A much cleaner solution would be to separate "callable" entry-point files
(like index.php) from "library" files into separate directories and point
nginx/Apache only to the directory with callable files.

------
antihero
How utterly stupid do you have to be to engineer software that requires you to
have configuration files in a publicly accessible folder?

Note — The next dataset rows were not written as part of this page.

PR #960, opened 2026-04-28
perf: prefetch-pipelined temporal axes (AllTime / Past / Future)

JohannesLichtenberger:
## Summary

The multi-revision temporal axes (`AllTimeAxis`, `PastAxis`, `FutureAxis`) walk revisions strictly sequentially. Each `computeNext` call does a fresh `beginNodeReadOnlyTrx` — full UberPage navigation, RevisionRootPage load, indirect-page traversal — before yielding to the consumer. Cores spent opening revision N+1 while the consumer processes revision N are otherwise idle.

This PR adds **prefetch-pipelined sibling axes** that overlap those opens with consumer work using a fixed-depth virtual-thread queue.

## What changed

- **`RevisionPrefetcher`** — shared lookahead engine. Maintains an `ArrayDeque<CompletableFuture<RtxResult>>` sized to `depth=4` by default. Each task starts a **virtual thread directly** (no executor lifecycle, no shutdown coordination). `poll()` blocks on the head future via `.join()` and tops the pipeline up after each pop. `close()` attaches a continuation that closes any `rtx` whose open completes after the axis is abandoned — leak-free even if the consumer drops the iterator mid-stream.
- **`PrefetchedAllTimeAxis` / `PrefetchedPastAxis` / `PrefetchedFutureAxis`** — drop-in API-compatible siblings of the sequential axes. **Iteration semantics match byte-for-byte** (same yielded sequence, same termination rules). Each supplies the prefetcher with a direction-specific revision iterator.
- **Bonus correctness fix** in `PrefetchedAllTimeAxis`: closes `rtx`s whose `moveTo` fails before the first yielded revision — the original `AllTimeAxis` leaked them on the prefix scan.

## What's not parallelized

`FirstAxis`, `LastAxis`, `NextAxis`, `PreviousAxis` open exactly one `rtx`. Nothing to parallelize.

## HFT properties

- Bounded memory: at most `depth + 1` rtx in flight at any moment.
- No long-lived executor — virtual threads are spawned per task. No per-axis pool, no shutdown.
- Backpressure-free reads: `poll()` blocks on the head future; consumer processing time gates the prefetch rate naturally.
- Leak-free shutdown: pending futures close their rtx via `thenAccept`, even after the axis exits.

## Test plan

- [x] `PrefetchedAllTimeAxisTest`, `PrefetchedPastAxisTest`, `PrefetchedFutureAxisTest` — mirror the existing sequential-axis test suites and verify identical yielded sequences across the look-ahead pipeline (incl. deleted-node termination).
- [x] Existing `AllTimeAxisTest`, `PastAxisTest`, `FutureAxisTest` stay green (sequential axes untouched).
- [ ] CI on PR

### DIFF
--- a/bundles/sirix-core/src/main/java/io/sirix/access/trx/node/AbstractResourceSession.java
+++ b/bundles/sirix-core/src/main/java/io/sirix/access/trx/node/AbstractResourceSession.java
@@ -861,6 +861,14 @@ public abstract class AbstractResourceSession<R extends NodeReadOnlyTrx & NodeCu
   }
 
   /**
+   * Number of currently-open read-only or read-write node transactions on this session.
+   * Useful for diagnostics and for asserting the absence of resource leaks in tests.
+   */
+  public int activeTrxCount() {
+    return nodeTrxMap.size();
+  }
+
+  /**
    * Begin a read-only transaction at the revision that was valid at the given point in time.
    * 
    * <p>
--- a/bundles/sirix-core/src/main/java/io/sirix/api/ResourceSession.java
+++ b/bundles/sirix-core/src/main/java/io/sirix/api/ResourceSession.java
@@ -95,6 +95,14 @@ public interface ResourceSession<R extends NodeReadOnlyTrx & NodeCursor, W exten
   Optional<W> getNodeTrx();
 
   /**
+   * Number of currently-open read-only or read-write node transactions on this session.
+   * Useful for diagnostics and for asserting the absence of resource leaks in tests.
+   *
+   * @return the number of open node transactions, including the single writer if any
+   */
+  int activeTrxCount();
+
+  /**
    * Begin a new {@link StorageEngineReader}.
    *
    * @return new {@link StorageEngineReader} instance
--- a/bundles/sirix-core/src/main/java/io/sirix/axis/AbstractTemporalAxis.java
+++ b/bundles/sirix-core/src/main/java/io/sirix/axis/AbstractTemporalAxis.java
@@ -9,11 +9,24 @@ import io.sirix.utils.AbstractComputingIterator;
 /**
  * TemporalAxis abstract class.
  *
- * @author Johannes Lichtenberger
+ * <p>Implements {@link AutoCloseable} so consumers (typically a wrapping
+ * {@code TemporalSirix*Stream}) can release any resources the axis holds — most
+ * importantly, prefetched read-only transactions held by look-ahead variants. The
+ * default {@link #close()} is a no-op for axes that hold no per-iteration resources.
  *
+ * @author Johannes Lichtenberger
  */
 public abstract class AbstractTemporalAxis<R extends NodeReadOnlyTrx & NodeCursor, W extends NodeTrx & NodeCursor>
-    extends AbstractComputingIterator<R> {
+    extends AbstractComputingIterator<R> implements AutoCloseable {
 
   public abstract ResourceSession<R, W> getResourceSession();
+
+  /**
+   * Release any resources this axis holds. Safe to call multiple times. The default
+   * implementation does nothing; look-ahead axes override to cancel pending prefetches.
+   */
+  @Override
+  public void close() {
+    // no-op default
+  }
 }
--- a/bundles/sirix-core/src/main/java/io/sirix/axis/temporal/AllTimeAxis.java
+++ b/bundles/sirix-core/src/main/java/io/sirix/axis/temporal/AllTimeAxis.java
@@ -52,8 +52,13 @@ public final class AllTimeAxis<R extends NodeReadOnlyTrx & NodeCursor, W extends
       if (rtx.moveTo(nodeKey)) {
         hasMoved = true;
         return rtx;
-      } else if (hasMoved) {
-        rtx.close();
+      }
+      // moveTo failed: either we're still in the prefix before the node was created, or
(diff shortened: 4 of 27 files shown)


JohannesLichtenberger:
## Follow-up review (auto-run 2026-05-06)

> **Context:** This PR merged on 2026-04-29, same day as the original review. All findings below are against merge commit `2c56db5b` (the final state now in `main`). No changes were requested pre-merge, so this comment serves as a post-merge record.

---

### Resolved

- **(b) `RevisionPrefetcher.close()` — cancellation strategy.**
  `close()` calls `f.cancel(true)` on every queued future, followed by `f.whenComplete(CLOSE_RESULT_RTX)` to handle futures that already completed normally. The supplier body checks the `volatile closed` flag at **two** cooperative cancellation points (before opening the trx, and immediately after the `synchronized` block returns). The decision to use the `closed` flag rather than `Thread.currentThread().isInterrupted()` is explicitly and correctly documented: `CompletableFuture.cancel(true)` does not actually interrupt the `supplyAsync` body under Java's contract. Design is correct and well-explained. ✓

- **(c) `AutoCloseable` wiring is complete.**
  `AbstractTemporalAxis` now implements `AutoCloseable` with a documented no-op default. All three prefetch axes (`PrefetchedAllTimeAxis`, `PrefetchedPastAxis`, `PrefetchedFutureAxis`) override `close()` to call `prefetcher.close()`. Both stream wrappers — `TemporalSirixNodeStream` and `TemporalSirixJsonArrayStream` — delegate to `axis.close()` in their own `close()` methods. The chain is unbroken. ✓

- **(d) Constructor is now lazy.**
  `RevisionPrefetcher` constructor sets fields only; `fillToDepth()` is called on the first `poll()`. Confirmed by code inspection and pinned by `RevisionPrefetcherLifecycleTest.constructorIsLazy_noOpensSubmitted`, which asserts `inFlight() == 0` and `supplier call count == 0` after construction. ✓

- **(e) Javadoc no longer overclaims pipeline depth.**
  The class-level Javadoc in `RevisionPrefetcher` explicitly states: *"`beginNodeReadOnlyTrx` is `synchronized` on the resource session, so its body … executes one task at a time."* The claim is accurately narrowed: the depth-N pipeline pays off on the **`moveTo`** traversal (parallel across different revisions' page trees), not on the serialized open. No mention of "depth-4 overlap" for the open phase. ✓

- **(g) Abandonment-path tests are present and meaningful.**
  `RevisionPrefetcherLifecycleTest` covers: lazy construction, close-before-any-poll (constructor-without-iteration), close-after-first-poll (mid-iteration abandon), poll-after-close returns null, exhausted-iterator, negative-depth rejection, and null-argument rejection. `AllTimeAxisTest.prefixRtxIsClosed_noLeak` uses `activeTrxCount()` to assert no transactions leak on the prefix scan. `PrefetchedAllTimeAxisTest`, `PrefetchedPastAxisTest`, and `PrefetchedFutureAxisTest` are present and mirror the sequential-axis suites. ✓

---

### Outstanding

- **(a) `AbstractResourceSession.beginNodeReadOnlyTrx` is still `synchronized`.**
  At merge commit `2c56db5b`, the method signature remains `public synchronized R beginNodeReadOnlyTrx(final int revision)`. The `nodeTrxMap` was upgraded to `ConcurrentHashMap`, which is correct for concurrent read access, but the method body as a whole still acquires the intrinsic lock on `this`. The practical effect is that all four depth-4 supplier tasks queue at this monitor before each can proceed to `moveTo` — so the true parallelism is limited to concurrent `moveTo` traversals, not concurrent opens. The Javadoc now honestly documents this (see item (e) above), so the **claim** is accurate. But the bottleneck itself has not been removed. A `ReentrantReadWriteLock` (write-lock for `beginNodeTrx`, read-lock for `beginNodeReadOnlyTrx`) or dropping to `ConcurrentHashMap`-based ID generation without any monitor would unlock the full pipeline.

  **JMH note:** Because `beginNodeReadOnlyTrx` is still serialized, the benchmark described in the original review would confirm a real but partial speedup — `moveTo` parallelism is meaningful for deep histories with cold page caches — but it would not change the structural conclusion. Skipping the benchmark run accordingly.

- **(f) `AllTimeAxis` prefix-leak fix bundled in this PR rather than split.**
  The fix landed in its own commit (`2c56db5b27b`, *"fix: AllTimeAxis prefix-rtx leak; add ResourceSession.activeTrxCount()"*), clearly scoped and well-tested. That's the right shape for a fix commit. However, the original review asked for it to be split into a **separate PR** against `AllTimeAxis` so the correctness fix could be merged independently of the prefetch feature. It was not — it rode in the same PR. Since the PR is already merged this is moot for this branch, but worth noting if the pattern recurs: pure correctness fixes to existing classes should travel as their own PR so they can be cherry-picked to older release branches if needed.

---

### Recommendation

**No further action required on this PR (already merged).** Consider a follow-up issue or PR to narrow the `synchronized` scope on `beginNodeReadOnlyTrx` — replacing the method-level intrinsic lock with a `ReentrantReadWriteLock` (read-locked for read-only opens, write-locked for `beginNodeTrx` and `close`) would let all four prefetch tasks acquire their trx concurrently and make the depth-4 pipeline claim fully pay out. The rest of the design — lazy pipeline, cooperative cancellation, AutoCloseable wiring, honest Javadoc, and abandonment tests — is solid and production-ready.

---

Even most shared
hosts now will have a public_html folder and the ability to put sensitive
stuff not inside it.

The .htaccess hacks are great but they are just patching the symptom, and one
slip up and you're back to square one.

The best way to do configuration is to have it in environment variables that
are populated in a completely separate config file for the specific instance,
so for instance a uWSGI ini file.

This is very easy with Django and uWSGI.

In your uWSGI.ini:

    
    
        env = DJANGO_SETTINGS_MODULE=yoursite.settings.production
        env = DJANGO_SECRET_KEY=herp
        env = DJANGO_DB_PASSWORD=derp
    

In yoursite/settings/production.py

    
    
        from .base import *
    

In yoursite/settings/base.py

    
    
        import os
        
        DATABASES = {
            'default': {
                ...
                'PASSWORD': os.environ.get('DJANGO_DB_PASSWORD'),
                ...
            }
        }
    
        SECRET_KEY = os.environ.get('DJANGO_SECRET_KEY')
    

I'm not sure if this is possible with WordPress or the whole shitty PHP way of
doing things - perhaps if you had a FPM pool for each site and site specific
configuration in there?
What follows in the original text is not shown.